The constitutive modelling of soft biological tissues has rapidly gained attention over the last 20 years. Current constitutive models can describe the mechanical properties of arterial tissue. Predicting these properties from microstructural information, however, remains an elusive goal. To address this challenge, we are introducing a novel hybrid modelling framework that combines advanced theoretical concepts with deep learning. It uses data from mechanical tests, histological analysis and images from second-harmonic generation. In this first proof of concept study, our hybrid modelling framework is trained with data from 27 tissue samples only. Even such a small amount of data is sufficient to be able to predict the stress–stretch curves of tissue samples with a median coefficient of determination of R² = 0.97 from microstructural information, as long as one limits the scope to tissue samples whose mechanical properties remain in the range commonly encountered. This finding suggests that deep learning could have a transformative impact on the way we model the constitutive properties of soft biological tissues.
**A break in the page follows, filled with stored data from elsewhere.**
PR #338, opened 2025-01-31
devices: allow bulk download of historical trait data

mattnathan:
This PR extends the existing DevicesApi.GetDownloadURL to support historical ranges of records to download.

The PR consists of a few bits:
1. Changes to the proto to support the additional fields
2. Changes to the DevicesApi server and HTTP handler to implement these methods
3. Updates to the Ops ui to allow user interaction with this feature

**Server Changes**

The server now knows how to collect historical information from traits via their History aspect. I've implemented a number of grouping/sorting options for the download as we don't know which the client will want. Instead of allowing the choice on the client end I've statically liked the different options in download.go so they are easy to change and rebuild.

I expect future changes will include the ability for people to choose their grouping and more control over the columns the CSV returns. I believe there is space in the api and impl to accomplish this in other PRs.

**Ops UI Changes**

The Download button on the devices page now has an option menu you can click to configure the period of historical data you wish to download.

download-history-btn

I hope future PRs will extend this button to allow it to replace most if not all of our download buttons around the app, and add download buttons to more places where we need them. I've designed the UX for the download button to allow space for column selection and other options when they are implemented.


internal/manage/devices/download.go
```diff
@@ -119,33 +120,189 @@ func (s *Server) DownloadDevicesHTTPHandler(w http.ResponseWriter, r *http.Reque
 	if err := csvOut.Write(headers); err != nil {
 		return
 	}
+	out := newCSVWriter(csvOut, headerIndex)
```
dloveen-v, line 123: I noticed in the retro one of the files you downloaded was over 100MB big.

What's the downside of wrapping a gzip.Writer? It uses more compute but can reduce the amount of data sent over the wire.


```
	w.Header().Set("Content-Disposition", "attachment; filename=devices.csv.gz")
	w.Header().Set("Content-Type", "application/gzip")

	gz := gzip.NewWriter(w)
	csvOut := csv.NewWriter(gz)

        defer func() {
		csvOut.Flush()
		err = gz.Flush()
		if err != nil {
			writeErr(err)
		}
		err = gz.Close()
		if err != nil {
			writeErr(err)
		}
	}()
```

Note: using `Content-Encoding` header is not to be used alongside `Content-Type`. `Content-Encoding` is used to tell the browser to auto decompress the file. In this case, the `content-type` would be `text/csv`.

I suggest experimenting with the 3 variants with your setup as you have more data in the history. But checking the timing tab in Inspector tools for me reveals marginally lower download times when gzipping the file at the server.
Screenshot 2025-02-03 at 12 29 23
Screenshot 2025-02-03 at 12 29 30

deanredfern26:
I don't know if I am doing something wrong here but when I hit download for 24h data for just one device, nothing happends for over 30 seconds then I get a 600kb file with ~4000 records. This is using OCW as a test, I will try tomorrow to set if it is temporary, but I think having something let the user know the button click has actually been received might be worth it 'your download should begin shortly' or somthing?

mattnathan:
> I don't know if I am doing something wrong here but when I hit download for 24h data for just one device, nothing happends for over 30 seconds then I get a 600kb file with ~4000 records. This is using OCW as a test, I will try tomorrow to set if it is temporary, but I think having something let the user know the button click has actually been received might be worth it 'your download should begin shortly' or something?

Hmm, I will investigate and either fix the issue or add something to show the user that the download will begin soon. I believe the download doesn't begin until the first chunk of data is ready, which depends on the history api for the devices you've selected.

Is the update deployed anywhere specific on site? Particular floor or gateway?

deanredfern26:
> > I don't know if I am doing something wrong here but when I hit download for 24h data for just one device, nothing happends for over 30 seconds then I get a 600kb file with ~4000 records. This is using OCW as a test, I will try tomorrow to set if it is temporary, but I think having something let the user know the button click has actually been received might be worth it 'your download should begin shortly' or something?
> 
> Hmm, I will investigate and either fix the issue or add something to show the user that the download will begin soon. I believe the download doesn't begin until the first chunk of data is ready, which depends on the history api for the devices you've selected.
> 
> Is the update deployed anywhere specific on site? Particular floor or gateway?

It is deployed to eg-02 (172.16.100.11) https://scos-ocw.paradisebuild.uk. Just tested again using 1 meter & 24h worth of data. Is very slow and the resulting file is only 530kB.

I can't see anything when following the backend logs that suggests an issue

mattnathan:
FYI, Dean's issue is related to postgres query performance. I am investigating alternate indexing/query approaches for the history queries.

mattnathan:
@deanredfern26 I've pushed a fix for the performance issues you were seeing, let me know if its any better. On my local machine with the production dataset (~16GB, 150m rows) it performs at about 500kB/s, which is surprisingly slow but much better than the old 1min / 100 rows behaviour.

Testing against the UGS example, the performance has increased from ~5mb/s to over 10mb/s for the download.

Running the underlying queries used by the history paging logic, I saw performance characteristics like: old query=1m 15s, new query=8ms. If things still aren't working on site then I expect it'll be a code problem.

Things to note:
1. The performance fix applies to the hub (BC) only as this is the node that connects to the db
2. The indexes for the history table have now changed which will take ~10m to create the first time the BC is booted up.

If desired I can pull these performance changes out into their own PR so they can be tested and deployed independently.

internal/manage/devices/download.go
mattnathan: I was going by the imported by stats on the go package site.

mattnathan:
I decided to pull out the performance change into another PR #340 - while this PR is technically independent, it makes sense to land the performance fix first so we can actually deploy this to sites with large historical data sets.

ui/ops/src/components/download/DeviceDownloadBtn.vue
```diff
@@ -0,0 +1,203 @@
+<template>
+  <v-btn-group class="menu-btn">
+    <v-btn v-bind="{...dlBtnProps, ...dlBtnLinkProps}" :disabled="!!dlBtnDisabled" v-tooltip:bottom="dlBtnTooltip">
+      <template v-if="dlBtnHasPreIcon">
+        <v-icon size="24" :start="dlBtnHasText">mdi-file-download</v-icon>
+      </template>
+      <template v-if="dlBtnHasText">
```
deanredfern26, line 7: When a user clicks this button, I think the text should change to 'your download should begin shortly, please wait' or something to that effect (I know the button is small). Also, I think the button should become disabled for a short time after clicking, so the user does'nt hammer the button if the download doesn't instantly begin.

deanredfern26 (changes requested):
This is still very slow at OCW, the I can run a select between .. query on the building controller for 24 and that runs in milliseconds, the download from the button is still taking a while. Not sure if this branch needs to be rebased or is waiting for other PRs to be merged in too?

ui/ops/src/components/download/DeviceDownloadBtn.vue
mattnathan: That's a good idea, I'll sort it out.

hexaglow:
Out of interest, what were the [query execution plans](https://www.postgresql.org/docs/8.3/sql-explain.html) for the old vs new schema/queries?

mattnathan:
> Out of interest, what were the [query execution plans](https://www.postgresql.org/docs/8.3/sql-explain.html) for the old vs new schema/queries?

@hexaglow here you go - against a prod dataset of >100m rows. The plan is different when the row size is smaller, ~2m rows (I don't have the plan).

```sql
-- before
explain analyze
select id, create_time, payload
from history
where source = 'uk-ocw/floors/01/devices/CE1-electric-meter/NorthDBA/T1HVACTotalEnergy[smartcore.bos.Meter]'
  and create_time >= '2025-01-01T00:00:00+00'
order by id asc
limit 51;

-- local: 1m 15s
-- Limit  (cost=0.57..4691.17 rows=51 width=22) (actual time=45268.172..45277.116 rows=51 loops=1)
--   ->  Index Scan using history_id_source_idx on history  (cost=0.57..9181530.93 rows=99829 width=22) (actual time=45268.165..45277.092 rows=51 loops=1)
--         Index Cond: (source = 'uk-ocw/floors/01/devices/CE1-electric-meter/NorthDBA/T1HVACTotalEnergy[smartcore.bos.Meter]'::text)
--         Filter: (create_time >= '2025-01-01 00:00:00+00'::timestamp with time zone)
--         Rows Removed by Filter: 317914


explain analyze
select count(*)
from history
where source = 'uk-ocw/floors/01/devices/CE1-electric-meter/NorthDBA/T1HVACTotalEnergy[smartcore.bos.Meter]'
  and create_time >= '2024-06-01T00:00:00+00';
-- local: 17s
-- Finalize Aggregate  (cost=1218558.73..1218558.74 rows=1 width=8)
--   ->  Gather  (cost=1218558.51..1218558.72 rows=2 width=8)
--         Workers Planned: 2
--         ->  Partial Aggregate  (cost=1217558.51..1217558.52 rows=1 width=8)
--               ->  Parallel Bitmap Heap Scan on history  (cost=498714.41..1217474.53 rows=33592 width=0)
--                     Recheck Cond: ((source = 'uk-ocw/floors/01/devices/CE1-electric-meter/NorthDBA/T1HVACTotalEnergy[smartcore.bos.Meter]'::text) AND (create_time >= '2025-01-01 00:00:00+00'::timestamp with time zone))
--                     ->  BitmapAnd  (cost=498714.41..498714.41 rows=80620 width=0)
--                           ->  Bitmap Index Scan on history_source_idx  (cost=0.00..4164.05 rows=368464 width=0)
--                                 Index Cond: (source = 'uk-ocw/floors/01/devices/CE1-electric-meter/NorthDBA/T1HVACTotalEnergy[smartcore.bos.Meter]'::text)
--                           ->  Bitmap Index Scan on history_create_time_idx  (cost=0.00..494509.80 rows=26873231 width=0)
--                                 Index Cond: (create_time >= '2025-01-01 00:00:00+00'::timestamp with time zone)

-- after
explain analyze
select id, create_time, payload
from history
where source = 'uk-ocw/floors/01/devices/CE1-electric-meter/NorthDBA/T1HVACTotalEnergy[smartcore.bos.Meter]'
  and id >=
      (select min(id)
       from history
       where source = 'uk-ocw/floors/01/devices/CE1-electric-meter/NorthDBA/T1HVACTotalEnergy[smartcore.bos.Meter]'
         and create_time =
             (select min(create_time)
              from history
              where
                  source = 'uk-ocw/floors/01/devices/CE1-electric-meter/NorthDBA/T1HVACTotalEnergy[smartcore.bos.Meter]'
                and create_time >= '2024-06-01T00:00:00+00'))
order by id asc
limit 51;
-- Limit  (cost=10.07..1114.60 rows=51 width=22) (actual time=4.831..17.526 rows=51 loops=1)
--   InitPlan 3 (returns $3)
--     ->  Aggregate  (cost=9.50..9.51 rows=1 width=8) (actual time=3.104..3.106 rows=1 loops=1)
--           InitPlan 2 (returns $1)
--             ->  Result  (cost=0.77..0.78 rows=1 width=8) (actual time=2.630..2.631 rows=1 loops=1)
--                   InitPlan 1 (returns $0)
--                     ->  Limit  (cost=0.69..0.77 rows=1 width=8) (actual time=2.628..2.628 rows=1 loops=1)
--                           ->  Index Only Scan using history_source_create_time_idx on history history_1  (cost=0.69..34852.37 rows=442119 width=8) (actual time=2.627..2.627 rows=1 loops=1)
--                                 Index Cond: ((source = 'uk-ocw/floors/01/devices/CE1-electric-meter/NorthDBA/T1HVACTotalEnergy[smartcore.bos.Meter]'::text) AND (create_time IS NOT NULL) AND (create_time >= '2024-06-01 00:00:00+00'::timestamp with time zone))
--                                 Heap Fetches: 0
--           ->  Index Scan using history_source_create_time_idx on history history_2  (cost=0.69..8.71 rows=1 width=8) (actual time=3.099..3.100 rows=1 loops=1)
--                 Index Cond: ((source = 'uk-ocw/floors/01/devices/CE1-electric-meter/NorthDBA/T1HVACTotalEnergy[smartcore.bos.Meter]'::text) AND (create_time = $1))
--   ->  Index Scan using history_id_source_idx on history  (cost=0.57..3192035.36 rows=147388 width=22) (actual time=4.830..17.516 rows=51 loops=1)
--         Index Cond: ((id >= $3) AND (source = 'uk-ocw/floors/01/devices/CE1-electric-meter/NorthDBA/T1HVACTotalEnergy[smartcore.bos.Meter]'::text))

explain analyze
select count(*)
from history
where source = 'uk-ocw/floors/01/devices/CE1-electric-meter/NorthDBA/T1HVACTotalEnergy[smartcore.bos.Meter]'
  and create_time >= '2024-06-01T00:00:00+00';
-- Finalize Aggregate  (cost=32628.80..32628.81 rows=1 width=8) (actual time=290.841..291.391 rows=1 loops=1)
--   ->  Gather  (cost=32628.59..32628.80 rows=2 width=8) (actual time=288.748..291.385 rows=3 loops=1)
--         Workers Planned: 2
--         Workers Launched: 2
--         ->  Partial Aggregate  (cost=31628.59..31628.60 rows=1 width=8) (actual time=270.218..270.219 rows=1 loops=3)
--               ->  Parallel Index Only Scan using history_source_create_time_idx on history  (cost=0.69..31168.05 rows=184216 width=0) (actual time=1.759..263.014 rows=135085 loops=3)
--                     Index Cond: ((source = 'uk-ocw/floors/01/devices/CE1-electric-meter/NorthDBA/T1HVACTotalEnergy[smartcore.bos.Meter]'::text) AND (create_time >= '2024-06-01 00:00:00+00'::timestamp with time zone))
--                     Heap Fetches: 20
```

mattnathan:
Oh ffs. @deanredfern26 I've found the performance issue. Sorry for the churn. Can you test again please?

deanredfern26:
> Oh ffs. @deanredfern26 I've found the performance issue. Sorry for the churn. Can you test again please?

Ah backend change, does this branch contain this commit `history: fix performance issues with reading history pages` if not can you rebase as I will need this included.

mattnathan:
Hmm, actually maybe not. Though that change is a problem, it doesn't look like it's causing performance issues on site.

I currently suspect that the performance problem is due to the 2.5 load average on the area controller. It's taking over 3s to get 100 records when asking the area controller, but milliseconds when asking the db or building controller directly.

I'm trying to find a way to validate this theory

ui/ops/src/components/download/DeviceDownloadBtn.vue
mattnathan: This has been done now

deanredfern26 (approved):
Looks good, at OCW the download starts just before the pop-up message dissappears, which is nice.
The UI looks good and is working fine on the floors that are not 1-3, which we know have a separate issue not related to this PR.

deanredfern26 (changes requested):
Just noticed 'You're download should begin shortly'... it should be 'your'

deanredfern26:
Few questions after testing at Arup:

- How does this behave when it encounters a device that it can't get trait data for (i.e. see pic)? Does it ever finish or does it just hang forever? 
- This does not fetch any historical data at all when deployed Arup, I'm not sure why. The building controller has the history automations set up for each zone, and I can fetch the data from pg admin, but the downloaded csv doesn't not have any records


image

deanredfern26 (approved):

mattnathan:
One day I'll get this right. The changes were merged. This time GH didn't pick it up because my local branch was auto rebased due to upstream changes in the main branch immediately before I pushed these changes to main.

在过去的 20 年中，软生物组织的本构建模迅速引起了人们的关注。当前的本构模型可以描述动脉组织的机械特性。然而，从微观结构信息预测这些特性仍然是一个难以实现的目标。为了应对这一挑战，我们引入了一种新颖的混合建模框架，将先进的理论概念与深度学习相结合。它使用来自机械测试、组织学分析和二次谐波生成图像的数据。在这个概念研究的第一个证明中，我们的混合建模框架仅使用来自 27 个组织样本的数据进行训练。即使如此少量的数据也足以预测组织样本的应力-拉伸曲线，其确定系数的中位数为R ²= 0.97 来自微观结构信息，只要将范围限制在机械性能保持在常见范围内的组织样本。这一发现表明，深度学习可能对我们模拟软生物组织的本构特性的方式产生变革性影响。